PR #362, opened 2022-06-08
feat: support quote-grouped `--select` arguments

isidentical:
- Add support for `--select` with `"x y z"` (more discussion [here](https://github.com/fal-ai/fal/pull/353#discussion_r891072798)).
- Remove the `SetOperator` (noticed it was easier if we don't depend on it since we only have 2 operators).

### DIFF
--- a/src/fal/cli/selectors.py
+++ b/src/fal/cli/selectors.py
@@ -1,5 +1,6 @@
-from dataclasses import dataclass
+import itertools
 import re
+from dataclasses import dataclass
 from typing import List, Optional, Union, Iterator
 from fal.node_graph import NodeGraph
 from faldbt.project import CompileArgs, FalDbt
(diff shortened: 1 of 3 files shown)


src/fal/cli/selectors.py
```diff
@@ -61,21 +61,32 @@ def create_plan_from_graph(cls, parsed, nodeGraph: NodeGraph, fal_dbt: FalDbt):
...
+                *[
+                    set(plan.execute(nodeGraph))
+                    for plan in selector_plan_group
+                    # Initially group each set by intersection, and then in
+                    # the next step we'll take a union of all these intersections.
+                ]
+            )
+            for selector_plan_group in selector_plan_groups
+        ]
+        output.extend(set.union(*selector_outputs))
```
chamini2, line 89: Can we add a test like this:

```
# .../integration_tests/projects/008_pure_python_models
❯ dbt ls -s "model_a model_b" , "model_b model_c"
fal_008.model_a
fal_008.model_b
fal_008.fal.staging.model_c
```

I have my doubts because we are processing each `selector` separately. Notice there is a space around `,`

isidentical: Oh, this is an interesting case. I would thought this to be an explicit syntax error, if we'd assume " " as an operator. But apparently it is supported by DBT. I'll check it out, thanks!

chamini2: I think this can be handled by doing `" ".join(select)` and just passing the single string to the selectors code

mederka: As a side-note, I think this is the sort of thing that might change in future versions of dbt and we will have to change with it. How should we keep track of this?

isidentical: Maybe a better way would be using the same algorithm from DBT? As far as I understand, we can't explicitly depend on DBT (since `fal` does not depend on `dbt-core`) but we can still carry over the whole function (it seems pretty-isolated):
https://github.com/dbt-labs/dbt-core/blob/32e1924c3bd67e2e3f8d4bc0ec336682e910cd80/core/dbt/graph/cli.py#L27-L53

We just need to change the representation of `SelectionCriteria` (and stuff like it) to more basic data types.

mederka: Oh yes, that `parse_union` function looks pretty good.

isidentical: True, if we don't depend on dbt-core directly we need to still keep it up to date manually. Is there any links to the upcoming changes that you know? Do they plan to make some backwards incompatible changes on the parsing of unions/intersections?

mederka: Not as far as I know. This is just me being a little paranoid.

chamini2: We can use `from dbt.grapg.cli import parse_union`, it will import the correct one based on the installed dbt version. dbt-core is a peer-dependency for us, I think we don't state it anywhere though.

turbo1912 (approved):

src/fal/cli/selectors.py
isidentical: Thanks @chamini2 for the information. During standup, we have decided to just copy this over since it is a relatively simple code and is unlikely to change in the short term.

src/fal/cli/selectors.py
```diff
@@ -58,26 +59,57 @@ def create_plan_from_graph(cls, parsed, nodeGraph: NodeGraph, fal_dbt: FalDbt):
...
+    components: List[str]
+
+
+def parse_union(
+    components: List[str],
+) -> SelectionUnion:
+    # Based on the original implemention at dbt-core.
+
+    # turn ['a b', 'c'] -> ['a', 'b', 'c']
+    raw_specs = itertools.chain.from_iterable(r.split(OP_SET_UNION) for r in components)
```
mederka, line 78: 😮

src/fal/cli/selectors.py
```diff
@@ -58,26 +59,57 @@ def create_plan_from_graph(cls, parsed, nodeGraph: NodeGraph, fal_dbt: FalDbt):
...
-        output.extend(set.intersection(*selector_outputs))
+    union = parse_union(selectors)
+    for intersection in union.components:
+        plan_outputs = [
+            set(SelectorPlan(selector, unique_ids, fal_dbt).execute(nodeGraph))
+            for selector in intersection.components
+            if selector
+        ]
+        if plan_outputs:
+            output |= set.intersection(*plan_outputs)
```
mederka, line 110: What's happening here?

mederka (approved):
This is beautiful! I need to catch up on the `itertools` library, it seems very powerful.

src/fal/cli/selectors.py
isidentical: We are taking the intersection of outputs, and then union'ing it into the existing result set. For example in the case of `a,b c,d`, we'll first take the intersection of `a` and `b` and then union this with the existing result set (empty set). And then in the second iteration we'll take the intersection of `c` and `d` and union this with the existing result set (intersection of `a` and `b`) which would give us `a,b` + `c,d`.

mederka: Thanks for clarification.

PR #365, opened 2022-06-08
tests: fix GitHub mutex check

chamini2:
It was running on ALL, since when profile was duckdb, it was different from postgres.


turbo1912 (approved):

chamini2:
https://github.com/fal-ai/fal/runs/6798417768?check_suite_focus=true

PR #835, opened 2023-04-26
fix(dbt-fal): adapt to new redshift connector library for 1.5

chamini2:
closes FEA-1014


mederka (commented):
This looks good! Does it work?

chamini2:
It doesn't work yet, we have to fix how the connection is actually used. I did this based on something I found online but it have not tested locally yet.

PR #841, opened 2023-04-28
feat(fal): add dbt 1.5 support 

### LINKED ISSUE #846: fal is not compatible with dbt 1.5.0
We upgraded the dbt version to 1.5.0, but when this upgrade finished it says that the version of dbt is not compatible with fal (0.8.6)

chamini2:
- snowflake
- bigquery
- postgres

*****

https://github.com/dbt-labs/dbt-core/issues/7465 is making it hard to reliably know where to search for artifacts (e.g. run_results) so we are still using the deprecated target-path in dbt_project.yml for pytest and we may need to use it for integration tests

closes #846 
closes FEA-1037

### DIFF
--- a/projects/fal/integration_tests/projects/000_fal_run/fal_scripts/after.py
+++ b/projects/fal/integration_tests/projects/000_fal_run/fal_scripts/after.py
@@ -18,7 +18,7 @@ output = output + f"\nModel dataframe information:\n{info}"
 output = output + f"\nModel alias is {model_alias}"
 alias_no_namespace = model_alias.split('__ns__')[1]
 output = output + f"\nModel alias without namespace is {alias_no_namespace}"
-temp_dir = os.environ["temp_dir"]
+temp_dir = os.getenv("temp_dir", ".")
 write_dir = open(reduce(os.path.join, [temp_dir, model_name + ".after.txt"]), "w")
 write_dir.write(output)
 write_dir.close()
--- a/projects/fal/src/fal/cli/flow_runner.py
+++ b/projects/fal/src/fal/cli/flow_runner.py
@@ -47,10 +47,8 @@ def run_threaded(
 
 
 def fal_flow_run(parsed: argparse.Namespace) -> int:
-    arg_vars = getattr(parsed, "vars", "{}")
-
     # fal-format Python models
-    generated_models = generate_python_dbt_models(parsed.project_dir, arg_vars)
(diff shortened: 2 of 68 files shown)


projects/fal/integration_tests/projects/000_fal_run/fal_scripts/after.py
```diff
@@ -18,7 +18,7 @@
 output = output + f"\nModel alias is {model_alias}"
 alias_no_namespace = model_alias.split('__ns__')[1]
 output = output + f"\nModel alias without namespace is {alias_no_namespace}"
-temp_dir = os.environ["temp_dir"]
+temp_dir = os.getenv("temp_dir", ".")
```
mederka, line 21: 👍

projects/fal/src/fal/cli/flow_runner.py
```diff
@@ -47,10 +47,8 @@ def run_threaded(
 
 
 def fal_flow_run(parsed: argparse.Namespace) -> int:
-    arg_vars = getattr(parsed, "vars", "{}")
-
     # fal-format Python models
-    generated_models = generate_python_dbt_models(parsed.project_dir, arg_vars)
+    generated_models = generate_python_dbt_models(parsed.project_dir, parsed.vars)
```
mederka, line 51: When are we dropping these?

projects/fal/src/faldbt/parse.py
```diff
@@ -89,6 +89,13 @@ def get_dbt_config(
         os.chdir(owd)
     else:
         config = RuntimeConfig.from_args(args)
+
+    # HACK: issue in dbt-core 1.5.0 https://github.com/dbt-labs/dbt-core/issues/7465
+    env_target_path = os.getenv("DBT_TARGET_PATH")
+    if env_target_path:
+        config.target_path = env_target_path
```
mederka, line 96: Will target changes require any action from current users that want to update to 1.5?

mederka (approved):
I think this looks great! Really awesome how things just seem to be tidier.

Great job, @chamini2 👏

projects/fal/src/fal/cli/flow_runner.py
chamini2: > When are we dropping these?

Did not really underrstand the question.

I just introduced `--vars` support for `fal run` too (wanted to use vars for a different use and added it). But it's really not related to dbt 1.5

PR #845, opened 2023-05-04
fix(adapter): make dbt-fal~1.5 work with redshift

mederka:


projects/adapter/pyproject.toml
```diff
@@ -54,7 +55,7 @@ pytest = "^5.2"
 postgres = []
 snowflake = ["snowflake-connector-python"]
 bigquery = ["google-cloud-bigquery"]
-redshift = ["sqlalchemy-redshift"]
+redshift = ["sqlalchemy-redshift", "awswrangler"]
```
chamini2, line 58: do we still need `sqlalchemy-redshift`?

chamini2 (commented):
Looks pretty good!

projects/adapter/pyproject.toml
```diff
@@ -34,6 +34,7 @@ google-cloud-bigquery = { version = "~3.5.0", extras = ["pandas"], optional = tr
 
 ## redshift
 sqlalchemy-redshift = { version = "^0.8.9", optional = true }
+awswrangler = { version = ">=3.0.0", extras = ["redshift"], optional = true}
```
chamini2, line 37: also curious if you considered the one used by dbt-redshift?

https://github.com/dbt-labs/dbt-redshift/blob/b644963a6bf7d3e64bd71e6ee97a205900089db1/setup.py#L87-L88

projects/adapter/pyproject.toml
mederka: Good catch! I don't think so.

projects/adapter/pyproject.toml
mederka: Yeah, thank you for suggesting, @chamini2! awswrangler just seemed tidier. They also have pretty good Athena support, so I was thinking that maybe we use it for Athena as well.

mederka: https://github.com/aws/aws-sdk-pandas

chamini2: Very interesting! Let's try that!

chamini2 (approved):
Awesome!

PR #850, opened 2023-05-12
fix: load flags correctly for dbt loading to work with dbt-fal

chamini2:


projects/fal/src/faldbt/lib.py
```diff
@@ -84,27 +105,13 @@ def _get_adapter(
...
-
-    try:
+    with adapter.cache.lock:
         yield
-    except:
-        LOGGER.debug("Error during lock operation {}", operationId)
-        raise
-    finally:
-        _lock.release()
-        LOGGER.debug("Released {}", operationId)
```
chamini2, line 107: Point of interest: this `RLock` when acquired in an isolated environment and with the `dbt-fal` adapter, it would not acquire it ever, instead it would hang in `_lock.acquire()` forever.

I am not sure what caused it and changed it to rely on `adapter.cache.lock` for now.

Any ideas on why this may have been? I don't love relying on the internal adapter lock.

chamini2: @isidentical found the reason! https://github.com/uqfoundation/dill/issues/321

chamini2: reverted by using `threding._PyRLock`

projects/fal/src/faldbt/project.py
```diff
@@ -456,23 +457,42 @@ def __init__(
...
+
+        vars = parse.parse_cli_vars(args_vars)
+
+        flags = lib.initialize_dbt_flags(
+            profiles_dir=profiles_dir,
+            project_dir=project_dir,
+            threads=threads,
+            profile_target=profile_target,
+            vars=vars,
+        )
```
mederka, line 477: Nice

mederka (approved):
Looks good, @chamini2

PR #851, opened 2023-05-15
docs: fix example file path

kiwamizamurai:
## Description

 fix example file path

### Integration tests

nothing


chamini2 (approved):
Thanks for catching this!

Issue #858, opened 2023-05-27
Case sensitive naming leads to a "When searching for a relation, dbt found an approximate match" error


flunardelli:
**Describe the bug**
Using sql server adapter with a database.schema.table in PascalCase leads a relationship error when I try rerun a dbt-fal python model.

**Your environment**
- OS: MacOS / Windows / Linux 
```
Completed with 1 error and 0 warnings:
  
20:00:58.046485 [debug] [MainThread]: Command end result
20:00:58.056627 [info ] [MainThread]: 
20:00:58.056918 [info ] [MainThread]: Completed with 1 error and 0 warnings:
20:00:58.057071 [info ] [MainThread]: 
20:00:58.057227 [error] [MainThread]: Compilation Error in model Int_Base_FalTest (models/intermediate/Base/Int_Base_FalTest.py)
20:00:58.057377 [error] [MainThread]:   When searching for a relation, dbt found an approximate match. Instead of guessing 
20:00:58.057500 [error] [MainThread]:   which relation to use, dbt will move on. Please delete "AdventureWorksDW2019"."EDWStaging"."Int_Base_FalTest", or rename it to be less ambiguous.
20:00:58.057635 [error] [MainThread]:   Searched for: "adventureworksdw2019"."edwstaging"."int_base_faltest"
20:00:58.057753 [error] [MainThread]:   Found: "AdventureWorksDW2019"."EDWStaging"."Int_Base_FalTest"
20:00:58.057881 [error] [MainThread]:   
20:00:58.057996 [error] [MainThread]:   > in macro is_incremental (macros/materializations/models/incremental/is_incremental.sql)
20:00:58.058124 [error] [MainThread]:   > called by macro py_script_postfix (macros/python_model/python.sql)
20:00:58.058248 [error] [MainThread]:   > called by model Int_Base_FalTest (models/intermediate/Base/Int_Base_FalTest.py)
20:00:58.058386 [info ] [MainThread]: 
20:00:58.058520 [info ] [MainThread]: Done. PASS=0 WARN=0 ERROR=1 SKIP=0 TOTAL=1
20:00:58.058712 [debug] [MainThread]: Flushing usage events

dbt-fal==1.4.8
dbt-core==1.4.6
```
- Adapter being used:  
dbt-sqlserver==1.4.3
**How to reproduce**
Create an sql server model using PascalCase naming. Run it once and try update it after that.

**Expected behavior**
A model been updated without this relation search error

**Actual behavior**
Compilation Error

[...]

PR #859, opened 2023-05-31
fix(dbt-fal): sqlserver quoting policy

mederka:
Closes: #858


chamini2 (approved):
Thanks!

chamini2:
it seems env tests are failing 

> Failing scenarios:
  features/environments.feature:5  Run a project with a Python model that is calculated in a virtual environment
  features/source.feature:9  Run a Python model that queries a source in local environment

Maybe it's fine for now

PR #860, opened 2023-06-01
fix(dbt-fal): update datadog-api-client dependency

mederka:


chamini2:
This does not really solve the issue, since 2.13.0 introduced the error

chamini2:
closing as #862 was merged

PR #882, opened 2023-07-10
chore: merge dbt-fal and fal packages into dbt-fal

chamini2:
The idea of this PR is to merge the 2 packages into one, and we would start releasing only the dbt-fal package.

# New `dbt-fal` command line tool

We now install the fal and dbt-fal CLIs, they are the same but the `fal` one gets a warning when started.

```
❯ fal flow run
The dbt tool `fal` and `dbt-fal` adapter have been merged into a single tool.
Please use the new `dbt-fal` command line tool instead.
Running `pip install dbt-fal` will install the new tool and the adapter alongside.
Then run your command like

    dbt-fal <command>

00:29:04  Running with dbt=1.5.1
00:29:04  Unable to do partial parsing because config vars, config profile, or config target have changed
...

❯ dbt-fal flow run
00:29:10  Running with dbt=1.5.1
00:29:10  Unable to do partial parsing because config vars, config profile, or config target have changed
...
```

# Warning on fal imports

Another thing to consider is that now imports from `fal` moved to `fal.dbt`.  Now we get warnings for `fal` direct imports.

```sh
>>> import fal
>>> fal.FalDbt
The dbt tool `fal` and `dbt-fal` adapter have been merged into a single tool.
Please import from the `fal.dbt` module instead.
Running `pip install dbt-fal` will install the new tool and the adapter alongside.
Then import from the `fal.dbt` module like

    from fal.dbt import FalDbt

<class 'fal.dbt.utils.FalDbt'>
>>> fal.FalDbt # no more warnings
<class 'fal.dbt.utils.FalDbt'>
>>> from fal import NodeStatus
The dbt tool `fal` and `dbt-fal` adapter have been merged into a single tool.
Please import from the `fal.dbt` module instead.
Running `pip install dbt-fal` will install the new tool and the adapter alongside.
Then import from the `fal.dbt` module like

    from fal.dbt import NodeStatus

>>> from fal import NodeStatus # no more warnings
>>> from fal.dbt import Context
```

To later free the fal namespace.

*****

Run tests for:

- postgres
- bigquery
- snowflake

*****

Closes FEA-1227
Closes FEA-1263
Closes FEA-1267


projects/adapter/cli_tests/projects/002_jaffle_shop/fal_dbt.py
```diff
@@ -2,7 +2,7 @@
 from fal import FalDbt
```
burkaygur, line 2: Is this one going to change?

mederka (approved):
Wow!

This is epic work, @chamini2 !

I have two small questions:

- Some tests are set to @TODO, does this mean that this feature doesn't work for those databases for both CLI and adapter?
- Will a person be able to use fal-serverless (new fal) and dbt-fal? I see that we're putting the fal cli in fal namespace, so just curious if the CLI and serverless functions can work together in the same environment.

chamini2:
> Will a person be able to use fal-serverless (new fal) and dbt-fal? I see that we're putting the fal cli in fal namespace, so just curious if the CLI and serverless functions can work together in the same environment.

Even though fal cli is in the fal namespace, notice that the whole project is in `src/fal/dbt/*`. That means that to import _anything_ from it you use `import fal.dbt`.

This is the same behavior we see for dbt adapters. They install modules in the dbt namespace, but inside the `dbt.adapters.<adapter-name>` module, so it does not conflict with imports from dbt-core .

Let me know if I did not explain myself well and I can clarify!

chamini2:
> Some tests are set to @todo, does this mean that this feature doesn't work for those databases for both CLI and adapter?

The tests right now keep being separate, we test the cli and adapter separately. 

So a todo in the cli_tests folder applies to cli and a todo in the integration_tests folder applies to adapter.

burkaygur:
🚢 thank you @chamini2

PR #919, opened 2024-02-26
support dbt-core between 1.6.0 to 1.7.8

salimmoulouel:
## Description
resolves  
https://github.com/fal-ai/dbt-fal/issues/909
https://github.com/fal-ai/dbt-fal/issues/880
https://github.com/fal-ai/dbt-fal/issues/914

### Integration tests

Adapter to test:

- bigquery

Python version to test:

- 3.11

Issue #914, opened 2024-01-08
Is dbt-fal abandonware?


candalfigomoro:
I see that dbt-fal is falling far behind on compatibility with new versions of dbt, is it abandonware or still being developed?

alvaro-ponce:
even the documentation page is down... I am afraid I discovered what I need just in time to not use it :(

salimmoulouel:
I tried to adapt it to the new version here is the Merge request, i'm waiting for review of the owner 
https://github.com/fal-ai/dbt-fal/pull/919

alvaro-ponce:
ouch...
thanks @HlebKrah

salimmoulouel:
I require assistance in implementing a test. This marks my inaugural contribution to this repository and only my second contribution in my entire developer journey.

PR #922, opened 2024-04-04
Feature/support dbt core1.7.x

### LINKED ISSUE #909: upgrade to support dbt-core v1.7.0
## Background 

Minor version `v1.7` is targeted for final release on Ocotber 26, 2023. As a maintainer of a dbt adapter, we strongly encourage you to release a corresponding minor version increment to ensure users of your adapter can make use of this new minor version.

## How to upgrade

https://github.com/dbt-labs/dbt-core/discussions/8307 is an open discussion with more detailed information. If you have questions, please put them there!

kudryk:
## Description

This PR is building upon the work @salimmoulouel started with PR #919. There's a fix to limit Google protobuf version which this project doesn't use but dbt-core does; dbt-core is fixing that in version 1.8; as this PR is still focused on 1.7.x I've added it here.

resolves
#909
#880
#914

### Integration tests

Adapter to test:
- postgres

Python version to test:
- 3.8
- 3.9
- 3.10
- 3.11


projects/adapter/tests/test_cli.py
```diff
@@ -252,7 +252,7 @@ def test_selection(capfd):
 
 def test_no_run_results(capfd):
     with ProjectTemporaryDirectory() as tmp_dir:
-        shutil.rmtree(os.path.join(tmp_dir, "mockTarget"))
+        shutil.rmtree(os.path.join(tmp_dir, "mockTarget"), ignore_errors=True)
```
squat, line 255: This seems sketchy! Why do we have to ignore errors?

kudryk: Perhaps I should have deleted the line instead. ProjectTemporaryDirectory() creates the temp directory but without `mockTarget`, yet `rmtree` will try to delete the entire tree assuming `mockTarget` exists, but as it doesn't, an exception is thrown. Unsure why this line was put there in the first place. I added ignore_errors as the rmtree API has been updated; perhaps this is a new python 3.11 behaviour.

kudryk: @squat I've updated this test to check for the directory's existence first.

PR #120, opened 2019-08-22
Amam/improvements

mustofa-binary:
# Description

fix and improvements deriv com

Fixes # (issue)
- use Show and styled component for media query
- remove react-responsive
- update packages
## Type of change

-   [x] Bug fix (non-breaking change which fixes an issue)
-   [ ] New feature (non-breaking change which adds functionality)
-   [ ] Breaking change (fix or feature that would cause existing functionality to not work as expected)
-   [x] Dependency update (can be both non-breaking and breaking change)
-   [x] This change requires a documentation update


src/components/containers/country.js
```diff
@@ -0,0 +1,53 @@
...
+            break
+        case 'non-eu':
+            setVisible(!is_eu_country)
+            break
+        default:
+            break
+    }
+}
+
+const Country = ({ children, to }) => {
```
oskar-binary:
```suggestion
const Location = ({ children, to }) => {
```

location is probably a better name since EU is not a country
· · · ·
*WHAT THE TASK ASKS:* Return nothing but the lines from the start of the listing above through the line containing "from typing import", exactly as given.

*EXERCISE SOLUTION:*
PR #362, opened 2022-06-08
feat: support quote-grouped `--select` arguments

isidentical:
- Add support for `--select` with `"x y z"` (more discussion [here](https://github.com/fal-ai/fal/pull/353#discussion_r891072798)).
- Remove the `SetOperator` (noticed it was easier if we don't depend on it since we only have 2 operators).

### DIFF
--- a/src/fal/cli/selectors.py
+++ b/src/fal/cli/selectors.py
@@ -1,5 +1,6 @@
-from dataclasses import dataclass
+import itertools
 import re
+from dataclasses import dataclass
 from typing import List, Optional, Union, Iterator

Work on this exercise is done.